■ WHAT IS BEING ASKED ■
In your answer, repeat each line of the data exactly.
━━ PROVIDED ENTRIES ━━
PR #1041, opened 2020-04-23
Feature/new png download dropdown

weberjavi:
### Description
This PR adds a download dropdown on the `buttonGroup` of the GHG page. It also updates the share button and adds descriptions to the Intro and the title.
### Designs
Designs could be found [here](https://projects.invisionapp.com/d/main#/console/18371781/381684668/preview) and [here](https://projects.invisionapp.com/d/main#/console/18371781/381684669/preview) (with some more detail).
Also take into account this [basecamp conversation](https://basecamp.com/1756858/projects/13795275/messages/90482167).
I'm not sure if we should update the `styles` for the `SimpleMenu` to reflect the changes on the designs, that might impact many parts of the app. Just let me know if you think it makes sense make it in this same PR.
### Testing instructions
Go to `localhost:3000//ghg-emissions` and test the new button (png download has no functionality implemented yet)
### Feature relevant tickets
[feature task](https://www.pivotaltracker.com/story/show/171697624)

### DIFF
--- a/app/javascript/app/components/ghg-emissions/ghg-emissions-component.jsx
+++ b/app/javascript/app/components/ghg-emissions/ghg-emissions-component.jsx
@@ -97,6 +97,27 @@ function GhgEmissions(props) {
       onClick: handleInfoClick
     },
     {
+      type: 'download',
+      section: 'ghg-emissions',
+      link: downloadLink,
+      tooltipText: 'View or download raw data'
+    },
+    {
+      type: 'downloadCSV',
+      tooltipText: 'Download data in csv',
+      onClick: handleDownloadDataClick
+    },
+    {
+      type: 'addToUser'
+    }
+  ];
+
+  const buttonGroupGHGemissions = [
+    {
+      type: 'info',
+      onClick: handleInfoClick
+    },
+    {
       type: 'downloadCombo',
       options: [
         {
@@ -222,7 +243,9 @@ function GhgEmissions(props) {
   const renderButtonGroup = () => (
     <ButtonGroup
       className={styles.buttonGroup}
-      buttonsConfig={buttonGroupConfig}
+      buttonsConfig={
+        FEATURE_NEW_GHG ? buttonGroupGHGemissions : buttonGroupConfig
+      }
     />
   );
 
@@ -245,19 +268,16 @@ function GhgEmissions(props) {
             sharePath={'/embed/ghg-emissions'}
           />
         </TabletLandscape>
-        <p className={styles.bodyText}>
-          Explore GHG emissions from multiple data source (CAIT, PIK, UNFCCC)
-          and understand their differences in the
-          <a
-            className={styles.link}
-            href="about/faq/ghg"
-            target="_blank"
-            rel="noopener noreferrer"
-          >
-            {' '}
-            FAQ
-          </a>
-        </p>
+        {FEATURE_NEW_GHG && (
+          <p className={styles.bodyText}>
+            Explore GHG emissions from multiple data source (CAIT, PIK, UNFCCC)
+            and understand their differences in the
+            <a className={styles.link} href="about/faq/ghg">
+              {' '}
+              FAQ
+            </a>
+          </p>
+        )}
       </div>
       <WorldBankDataProvider />
       <RegionsProvider />
--- a/app/javascript/app/components/ghg-emissions/ghg-emissions-component.jsx
+++ b/app/javascript/app/components/ghg-emissions/ghg-emissions-component.jsx
@@ -16,9 +16,11 @@ import EmissionsProvider from 'providers/emissions-provider';
 import RegionsProvider from 'providers/regions-provider';
 import WorldBankDataProvider from 'providers/wb-country-data-provider';
 import ButtonGroup from 'components/button-group';
+import ShareButton from 'components/button/share-button';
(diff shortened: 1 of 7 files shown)


db/secondbase/structure.sql
```diff
@@ -3,21 +3,35 @@ SET lock_timeout = 0;
 SET idle_in_transaction_session_timeout = 0;
```
Bluesmile82, line 3: Not sure if we should include this migration? @simaob

app/javascript/app/pages/ghg-emissions/ghg-emissions-component.jsx
```diff
@@ -29,7 +29,10 @@ class GhgEmissions extends PureComponent {
         {!isPageContained && (
           <Header route={route}>
             <div className={cx(layout.content, styles.header)}>
-              <Intro title="Historical GHG Emissions" />
+              <Intro
+                title="Historical GHG Emissions"
+                description="Climate change causing greenhouse gas emissions have increased 50 fold since the late 1800s. Energy makes up nearly two-thirds of global emissions, followed by agriculture. Within the energy sector, electricity and heat generation make up the largest portion of emissions, followed by transportation and manufacturing. In 2014, 60% of global greenhouse gas emissions came from just 10 countries, while the 100 least-emitting contributed less than 3%. "
```
Bluesmile82, line 34: Thank you for adding this. There are some links and we would have to check where they go to

Bluesmile82: We need to how all these changes. The dropdown and the text only if we have FEATURE_NEW_GHG=true. Sorry for the late notice. We have been deploying features to production and we want to be more strict about this

app/javascript/app/components/ghg-emissions/ghg-emissions-component.jsx
```diff
@@ -97,11 +97,22 @@ function GhgEmissions(props) {
...
+          label: 'Download current data (CSV)',
+          action: handleDownloadDataClick
+        },
+        {
+          label: 'Save as image (PNG)',
+          action: () => {}
+        },
+        {
+          label: 'Go to data explorer',
+          link: downloadLink
```
Bluesmile82, line 112: This is opening a new tab and probably we dont want to do that as it is internal navigation. What do you think @faustoperez ?

app/javascript/app/components/ghg-emissions/ghg-emissions-styles.scss
```diff
@@ -1,14 +1,15 @@
 @import '~styles/layout.scss';
+@import '~styles/ui-extends.scss';
 
 $min-height: 500px;
 
 .titleContainer {
   @include columns((12, 12));
-
+  margin: $gutter-padding 0px;
```
Bluesmile82: You can remove the 'px' here. It's not needed

app/javascript/app/components/ghg-emissions/ghg-emissions-styles.scss
```diff
@@ -68,11 +72,20 @@ $min-height: 500px;
 }
 
 .title {
-  font-size: $font-size-large;
-  font-weight: $font-weight;
+  @extend %headline;
```
Bluesmile82, line 77: Nice extends 📶

weberjavi:
Thanks for the review @Bluesmile82. Gonna address the comments.
@simaob , @faustoperez please let me know your thoughts on the bits where you were mentioned.

app/javascript/app/pages/ghg-emissions/ghg-emissions-component.jsx
weberjavi: Are you referring to the buttons? I mean there should be two versions of the `buttonGroup`? One with the old set up and one with the new?

**new**:
image

**old**:
image


If that's the case wouldn't it be better to have a separated branch and not merge it to `develop`?

db/secondbase/structure.sql
simaob: @weberjavi , what version of postgres are you running locally? If you didn't change the migrations, then maybe don't include the changes to this file! =)

weberjavi: I'm using version `9.6.0.0`
I did not changed the migrations, so I will revert those changes.

app/javascript/app/pages/ghg-emissions/ghg-emissions-component.jsx
Bluesmile82: I was referring to all the changes. I'm sorry for the late notice but we don't want to show the changes directly on production. As for the buttons is ok if we keep the share button, but the download should show as a button on production. 
I prefer to handle this with a feature flag to avoid conflicts between the different tasks and easier to deploy when we need it. We already have the FEATURE_NEW_GHG for this. If you feel that this is not the best option we can discuss this.

weberjavi: Ok. Thanks for the clarifications. I'll add the `csv` download and the `data explorer download` to the button group then.

weberjavi:
@Bluesmile82 ☝️ addressed the comments. Let me know if there's something missing.

Bluesmile82:
Thank you so much for the changes! Is perfect now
━━━
■ ANSWER TO THIS EXERCISE ■
PR #1041, opened 2020-04-23
Feature/new png download dropdown

weberjavi:
### Description
This PR adds a download dropdown on the `buttonGroup` of the GHG page. It also updates the share button and adds descriptions to the Intro and the title.
### Designs
Designs could be found [here](https://projects.invisionapp.com/d/main#/console/18371781/381684668/preview) and [here](https://projects.invisionapp.com/d/main#/console/18371781/381684669/preview) (with some more detail).
Also take into account this [basecamp conversation](https://basecamp.com/1756858/projects/13795275/messages/90482167).
I'm not sure if we should update the `styles` for the `SimpleMenu` to reflect the changes on the designs, that might impact many parts of the app. Just let me know if you think it makes sense make it in this same PR.
### Testing instructions
Go to `localhost:3000//ghg-emissions` and test the new button (png download has no functionality implemented yet)
### Feature relevant tickets
[feature task](https://www.pivotaltracker.com/story/show/171697624)

### DIFF
--- a/app/javascript/app/components/ghg-emissions/ghg-emissions-component.jsx
+++ b/app/javascript/app/components/ghg-emissions/ghg-emissions-component.jsx
@@ -97,6 +97,27 @@ function GhgEmissions(props) {
       onClick: handleInfoClick
     },
     {
+      type: 'download',
+      section: 'ghg-emissions',
+      link: downloadLink,
+      tooltipText: 'View or download raw data'
+    },
+    {
+      type: 'downloadCSV',
+      tooltipText: 'Download data in csv',
+      onClick: handleDownloadDataClick
+    },
+    {
+      type: 'addToUser'
+    }
+  ];
+
+  const buttonGroupGHGemissions = [
+    {
+      type: 'info',
+      onClick: handleInfoClick
+    },
+    {
       type: 'downloadCombo',
       options: [
         {
@@ -222,7 +243,9 @@ function GhgEmissions(props) {
   const renderButtonGroup = () => (
     <ButtonGroup
       className={styles.buttonGroup}
-      buttonsConfig={buttonGroupConfig}
+      buttonsConfig={
+        FEATURE_NEW_GHG ? buttonGroupGHGemissions : buttonGroupConfig
+      }
     />
   );
 
@@ -245,19 +268,16 @@ function GhgEmissions(props) {
             sharePath={'/embed/ghg-emissions'}
           />
         </TabletLandscape>
-        <p className={styles.bodyText}>
-          Explore GHG emissions from multiple data source (CAIT, PIK, UNFCCC)
-          and understand their differences in the
-          <a
-            className={styles.link}
-            href="about/faq/ghg"
-            target="_blank"
-            rel="noopener noreferrer"
-          >
-            {' '}
-            FAQ
-          </a>
-        </p>
+        {FEATURE_NEW_GHG && (
+          <p className={styles.bodyText}>
+            Explore GHG emissions from multiple data source (CAIT, PIK, UNFCCC)
+            and understand their differences in the
+            <a className={styles.link} href="about/faq/ghg">
+              {' '}
+              FAQ
+            </a>
+          </p>
+        )}
       </div>
       <WorldBankDataProvider />
       <RegionsProvider />
--- a/app/javascript/app/components/ghg-emissions/ghg-emissions-component.jsx
+++ b/app/javascript/app/components/ghg-emissions/ghg-emissions-component.jsx
@@ -16,9 +16,11 @@ import EmissionsProvider from 'providers/emissions-provider';
 import RegionsProvider from 'providers/regions-provider';
 import WorldBankDataProvider from 'providers/wb-country-data-provider';
 import ButtonGroup from 'components/button-group';
+import ShareButton from 'components/button/share-button';
(diff shortened: 1 of 7 files shown)


db/secondbase/structure.sql
```diff
@@ -3,21 +3,35 @@ SET lock_timeout = 0;
 SET idle_in_transaction_session_timeout = 0;
```
Bluesmile82, line 3: Not sure if we should include this migration? @simaob

app/javascript/app/pages/ghg-emissions/ghg-emissions-component.jsx
```diff
@@ -29,7 +29,10 @@ class GhgEmissions extends PureComponent {
         {!isPageContained && (
           <Header route={route}>
             <div className={cx(layout.content, styles.header)}>
-              <Intro title="Historical GHG Emissions" />
+              <Intro
+                title="Historical GHG Emissions"
+                description="Climate change causing greenhouse gas emissions have increased 50 fold since the late 1800s. Energy makes up nearly two-thirds of global emissions, followed by agriculture. Within the energy sector, electricity and heat generation make up the largest portion of emissions, followed by transportation and manufacturing. In 2014, 60% of global greenhouse gas emissions came from just 10 countries, while the 100 least-emitting contributed less than 3%. "
```
Bluesmile82, line 34: Thank you for adding this. There are some links and we would have to check where they go to

Bluesmile82: We need to how all these changes. The dropdown and the text only if we have FEATURE_NEW_GHG=true. Sorry for the late notice. We have been deploying features to production and we want to be more strict about this

app/javascript/app/components/ghg-emissions/ghg-emissions-component.jsx
```diff
@@ -97,11 +97,22 @@ function GhgEmissions(props) {
...
+          label: 'Download current data (CSV)',
+          action: handleDownloadDataClick
+        },
+        {
+          label: 'Save as image (PNG)',
+          action: () => {}
+        },
+        {
+          label: 'Go to data explorer',
+          link: downloadLink
```
Bluesmile82, line 112: This is opening a new tab and probably we dont want to do that as it is internal navigation. What do you think @faustoperez ?

app/javascript/app/components/ghg-emissions/ghg-emissions-styles.scss
```diff
@@ -1,14 +1,15 @@
 @import '~styles/layout.scss';
+@import '~styles/ui-extends.scss';
 
 $min-height: 500px;
 
 .titleContainer {
   @include columns((12, 12));
-
+  margin: $gutter-padding 0px;
```
Bluesmile82: You can remove the 'px' here. It's not needed

app/javascript/app/components/ghg-emissions/ghg-emissions-styles.scss
```diff
@@ -68,11 +72,20 @@ $min-height: 500px;
 }
 
 .title {
-  font-size: $font-size-large;
-  font-weight: $font-weight;
+  @extend %headline;
```
Bluesmile82, line 77: Nice extends 📶

weberjavi:
Thanks for the review @Bluesmile82. Gonna address the comments.
@simaob , @faustoperez please let me know your thoughts on the bits where you were mentioned.

app/javascript/app/pages/ghg-emissions/ghg-emissions-component.jsx
weberjavi: Are you referring to the buttons? I mean there should be two versions of the `buttonGroup`? One with the old set up and one with the new?

**new**:
image

**old**:
image


If that's the case wouldn't it be better to have a separated branch and not merge it to `develop`?

db/secondbase/structure.sql
simaob: @weberjavi , what version of postgres are you running locally? If you didn't change the migrations, then maybe don't include the changes to this file! =)

weberjavi: I'm using version `9.6.0.0`
I did not changed the migrations, so I will revert those changes.

app/javascript/app/pages/ghg-emissions/ghg-emissions-component.jsx
Bluesmile82: I was referring to all the changes. I'm sorry for the late notice but we don't want to show the changes directly on production. As for the buttons is ok if we keep the share button, but the download should show as a button on production. 
I prefer to handle this with a feature flag to avoid conflicts between the different tasks and easier to deploy when we need it. We already have the FEATURE_NEW_GHG for this. If you feel that this is not the best option we can discuss this.

weberjavi: Ok. Thanks for the clarifications. I'll add the `csv` download and the `data explorer download` to the button group then.

weberjavi:
@Bluesmile82 ☝️ addressed the comments. Let me know if there's something missing.

Bluesmile82:
Thank you so much for the changes! Is perfect now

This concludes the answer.